Indeed, Teatro Paraguas had done a reading of “Yemaya’s Belly” in last year’s season, along with a full production of the Latina, New York-based playwright’s Pulitzer Prizing-winning “Water by the Spoonful.”

This latest production tells how the city lights on the coast lure Jesus, who, when his rural home is hit by a natural disaster, aims to go even farther to reach the Spam, Coca Cola and luxury promised by the United States.

With the new name of Mulo representing his new self, he ends up on a raft, riding Yemayá’s belly, with the question left to the audience of whether she lifted him to the United States, carried him back home, or took him into the belly of the sea.

“It’s extremely topical with the new policy toward Cuba and the international refugee crisis,” Hudson said. “It really fits.”

And, in a twist she never expected, it stars a 28-year-old female, Gaines, playing the 11-year-old Jesus/Mulo and a 30-year-old, Sabrina Garcia, portraying his 14-year-old partner-in-flight, Maya.

Hudson said she was won over by the way Gaines inhabited the character, to the point of making her think of Gaines as shorter than her, even though she is taller; that casting caused it to make sense, then, that Maya also be played by an adult.

With a 13-year-old sister, Garcia said, it wasn’t hard for her to understand the teen mentality.

“They think they are grown up and know everything. They’re falsely confident,” she said. “But they don’t know anything.”

Garcia describes Maya as “the ultimate little city teenager” who is sassy and “thinks she knows what she is doing and goes and does it.” She is building her boat, a raft, with plans to leave the island when she runs into Mulo. When she discovers they both had lost their mothers, she takes him under her wing and allows him onto her raft.

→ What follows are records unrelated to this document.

PR #1048, opened 2020-01-29
Don't confuse term/type namespaces in 'lookupIdSubst'. Fix #1046

### LINKED ISSUE #1046: `substTm` mixes up term and type vars
Consider two variables. One is a term variable:

```haskell
termVar :: Var Term
termVar = Id {
    varName = fakeName {nameUniq=unique, nameOcc="term"}
  , varUniq = unique
  , varType = ConstTy (TyCon fakeName)
  , idScope = LocalId
  }
```

and the other a type variable

```haskell
typeVar :: Var Type
typeVar = TyVar {
    varName = fakeName {nameUniq=unique, nameOcc="type"}
  , varUniq = unique
  , varType = ConstTy (TyCon fakeName)
  }
```

We'd expect that deshadowing `Var termVar` with an `inScopeSet` of just `typeVar` should be a no-op, as their uniques live in different name spaces. (In fact, it's not even possible to have both `termVar` and `typeVar` in an InScopeSet, as it only stores uniques!). `deShadowTerm` currently behaves differently though:

```haskell
>>> deShadowTerm (extendInScopeSet emptyInScopeSet typeVar) (Var termVar)
Var (TyVar {varName = Name {nameSort = User, nameOcc = "type", nameUniq = 20, nameLoc = UnhelpfulSpan "<no location info>"}, varUniq = 20, varType = ConstTy (TyCon (Name {nameSort = User, nameOcc = "fake", nameUniq = 0, nameLoc = UnhelpfulSpan "<no location info>"}))})
```

instead of:

```haskell
>>> deShadowTerm (extendInScopeSet emptyInScopeSet typeVar) (Var termVar)
Var (Id {varName = Name {nameSort = User, nameOcc = "term", nameUniq = 20, nameLoc = UnhelpfulSpan "<no location info>"}, varUniq = 20, varType = ConstTy (TyCon (Name {nameSort = User, nameOcc = "fake", nameUniq = 0, nameLoc = UnhelpfulSpan "<no location info>"})), idScope = LocalId})
```

The culprit seems to be anti space-leak measures in `lookupIdSubst`:

https://github.com/clash-lang/clash-compiler/blob/a009fe45a981031d91f58cecaf4af28e7601d416/clash-lib/src/Clash/Core/Subst.hs#L512

It should refuse to substitute `TyVar`s with `Id`s.

martijnbastiaan:


clash-lib/src/Clash/Core/Subst.hs
```diff
@@ -503,7 +503,14 @@ lookupIdSubst doc (Subst inScope tmS _ genv) v
...
   -- Vital! See 'IdSubstEnv' Note [Extending the Subst]
-  | Just v' <- lookupInScope inScope v = Var (coerce v')
+  --
+  -- TODO: We match on Id here to workaround an issue where type variables
+  -- TODO: "shadow" term variables. Omitting the check would make 'lookupIdSubst'
+  -- TODO: potentially replace an "Id" with a TyVar. For more information:
+  -- TODO:
+  -- TODO:   https://github.com/clash-lang/clash-compiler/issues/1046
+  -- TODO:
+  | Just v'@(Id {}) <- lookupInScope inScope v = Var (coerce v')
```
christiaanb: We shouldn't need the `coerce` anymore, we already know it's a `Var Term` since we pattern mached on `Id {}`

martijnbastiaan: It's not a GADT, so I don't think we do.

christiaanb: Ah, right

martijnbastiaan: Is that an 'approved' then? :)

christiaanb: Yes

leonschoorl: Why isn't `Var` a GADT?

christiaanb: So we can use "cheap" run-time `coerce` (it's used in quite a few places in the codebase), instead of "expensive" run-time matching on constructors.

martijnbastiaan: The proper solution here is to split up `InScopeSet` into two sets internally, one for term vars and the other for type vars. We wouldn't need coerce or run-time matching on constructors that way.

PR #2201, opened 2022-05-10
CI: Upgrade 8.10 to 8.10.7, Haddock to 9.0.2

### LINKED ISSUE #2200: Haddock before GHC 8.10.5 doesn't support dashes in anchors
We have this in our documentation:
https://github.com/clash-lang/clash-compiler/blob/6cf8edbdaf2a1865f449b788a6f1221064231fb2/clash-prelude/src/Clash/Explicit/Testbench.hs#L79
https://github.com/clash-lang/clash-compiler/blob/6cf8edbdaf2a1865f449b788a6f1221064231fb2/clash-prelude/src/Clash/Prelude/Testbench.hs#L59

With GHC before 8.10.5 (Haddock reports version 2.24.2 in 8.10.5), linking to that with a module-link doesn't render the link:
https://github.com/clash-lang/clash-compiler/blob/6cf8edbdaf2a1865f449b788a6f1221064231fb2/clash-prelude/src/Clash/Explicit/Signal.hs#L876-L877
renders [like this](https://hackage.haskell.org/package/clash-prelude-1.7.0/candidate/docs/Clash-Explicit-Signal.html#v:runUntil) (or if you're looking at this issue once the issue has been fixed, I suppose 1.6.2 will still show the [offending behaviour](https://hackage.haskell.org/package/clash-prelude-1.6.2/docs/Clash-Explicit-Signal.html#v:runUntil)).

Interestingly, page-relative links like
https://github.com/clash-lang/clash-compiler/blob/6cf8edbdaf2a1865f449b788a6f1221064231fb2/clash-prelude/src/Clash/Explicit/Testbench.hs#L227-L228
[render fine](https://hackage.haskell.org/package/clash-prelude-1.7.0/candidate/docs/Clash-Explicit-Testbench.html#v:outputVerifier). Probably because that is just a plain HTML link, not a Haddock module link.

The problem is the dash in the anchor, if you remove that it all works. However, updating Haddock to the version bundled with GHC 8.10.5 or newer _also_ fixes the issue, so I think we should update the version of GHC we use in `build_sdist.sh` in CI. If this is problematic, I guess we can also get rid of the dash.

DigitalBrains1:
Now that the ghc package documentation is on Hackage for 8.10.7, we can
upgrade our build version.

Furthermore, we now build Haddock documentation for Hackage with 9.0.2
now.

This fixes a Haddock bug we encountered:

Fixes #2200

## Still TODO:

  -  ~~Write a changelog entry (see changelog/README.md)~~

### DIFF
--- a/.ci/gitlab/common.yml
+++ b/.ci/gitlab/common.yml
@@ -1,5 +1,5 @@
 .common:
-  image: ghcr.io/clash-lang/clash-ci-$GHC_VERSION:2022-02-02
+  image: ghcr.io/clash-lang/clash-ci-$GHC_VERSION:2022-05-10
   timeout: 2 hours
   stage: build
   variables:
--- a/.ci/docker/Dockerfile
+++ b/.ci/docker/Dockerfile
@@ -107,7 +107,7 @@ RUN git clone https://github.com/verilator/verilator verilator \
 
 FROM builder AS build-ghc
 
-ARG ghcup_version="0.1.17.4"
+ARG ghcup_version="0.1.17.7"
 
 # Must be explicitly set
 ARG ghc_version
--- a/.ci/docker/build-and-publish-docker-image.sh
+++ b/.ci/docker/build-and-publish-docker-image.sh
@@ -7,7 +7,7 @@ NAME="clash-ci-"
 DIR=$(dirname "$0")
 now=$(date +%F)
 
-GHC_VERSIONS=(  "9.0.2"   "8.10.2"  "8.8.4"   "8.6.5")
+GHC_VERSIONS=(  "9.0.2"   "8.10.7"  "8.8.4"   "8.6.5")
 CABAL_VERSIONS=("3.4.0.0" "3.2.0.0" "3.2.0.0" "3.0.0.0")
 
 # We want to use docker buildkit so that our layers are built in parallel. This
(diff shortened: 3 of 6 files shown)


.ci/gitlab/common.yml
```diff
@@ -1,5 +1,5 @@
 .common:
-  image: ghcr.io/clash-lang/clash-ci-$GHC_VERSION:2022-02-02
+  image: ghcr.io/clash-lang/clash-ci-$GHC_VERSION:2022-05-10
```
alex-mckenna, line 2: There are other dates to change, grep for them in `.ci/` and `.github/`

DigitalBrains1: Ah okay, thanks!

.ci/gitlab/common.yml
```diff
@@ -1,9 +1,9 @@
...
   timeout: 2 hours
   stage: build
   variables:
-    CACHE_FALLBACK_KEY: $CI_JOB_NAME-master-$GHC_VERSION-3
+    CACHE_FALLBACK_KEY: $CI_JOB_NAME-master-$CI_JOB_IMAGE
```
martijnbastiaan, line 6: This needs the `-3` appended, due to GitLab not adding cache bust tokens to `CACHE_FALLBACK_KEY` :roll_eyes:

martijnbastiaan (changes requested):

.ci/gitlab/common.yml
leonschoorl: I'd assumed that I could get rid of this weirdness because it'll be using a new key.
But it's a global thing that stays around and only goes up?

martijnbastiaan: yes

martijnbastiaan (approved):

Kana Gaines, left, and Roxanne Tapia rehearse a scene from "Yemayah's Belly" at Teatro Paraguas. (Courtesy of Carla Garcia)

Kana Gaines, left, and Roxanne Tapia rehearse a scene from “Yemayah’s Belly” at Teatro Paraguas. (Courtesy of Carla Garcia)

Like the other two women in the five-person cast, Garcia takes on two roles, the second being Yemaya herself, who gives Jesus “a taste of the eternal.” (Argos MacCallum and Jonathan Harrell are the male cast members.)

Gaines technically doesn’t play two roles – just the two identities of Jesus/Mulo.

As for playing an 11-year-old boy, she enthused, “It’s fun!” Gaines said she’s enjoying the physical freedom, lacking all self-consciousness, that boys that age feel in their bodies. “I’m letting my shoulders hang and my arms sprawl,” she said.

Noting that she has taught children in the past, Gaines added that she didn’t find it hard to get inside the character’s head.

“Jesus has a big imagination and really big dreams,” she said. “All he sees around him is the mundane, the farm life in Cuba. He’s surrounded by poverty.”

After a hometown and family tragedy, he becomes a hardened version of himself, Mulo, who is convinced that all of his dreams will come true in America.

“He inhabits extremes to perform,” she said. “He is naive and childlike, courageous and fearless.”

At its heart, said Tapia, who plays the roles of Jesus’ mother and a shopkeeper, the story is about transformation.

From left, Argos MacCallum, Jonathan Harrell and Kana Gaines rehearse a scene in “Yemaya’s Belly.” (Courtesy of Carla Garcia)

From left, Argos MacCallum, Jonathan Harrell and Kana Gaines rehearse a scene in “Yemaya’s Belly.” (Courtesy of Carla Garcia)

“Everyone transforms in some way,” she said of the script. “It reveals how we are all connected. It’s about humanity.”

Hudson sees it as showing how we can’t abandon our past as we make our ways into the future, since we all are formed by where we came from. It also shows how we shape our own stories about ourselves, she said.

Discovery and perseverance in finding and reaching what you see as good in life is the message for Garcia and Gaines said “amen” to all her colleague’s ideas.

“The reason why I wanted to audition for Jesus,” she said, “is that I feel at heart it’s a play about feelings, the urge to turn from pain toward paradise, or some sense of comfort. I know that pattern.

“What is so interesting about the play is that you don’t know what happens at the end – it’s not clear-cut,” Gaines added. “That’s so true to life.”